(Extracted records)
++++++++++
PR #48, opened 2015-10-09
Update CHANGELOG and add docs about sync_state

stevenharman:


khamidou:
Thanks for the fixes!

PR #49, opened 2015-10-14
Return Enumerator from `#deltas` API when no block is given.

stevenharman:
This behavior is consistent with other APIs which act on a collection.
++++++++++
- _Your assignment_: What's wanted is each line above, transcribed with nothing altered.

- _Solved problem_:
PR #48, opened 2015-10-09
Update CHANGELOG and add docs about sync_state

stevenharman:


khamidou:
Thanks for the fixes!

PR #49, opened 2015-10-14
Return Enumerator from `#deltas` API when no block is given.

stevenharman:
This behavior is consistent with other APIs which act on a collection.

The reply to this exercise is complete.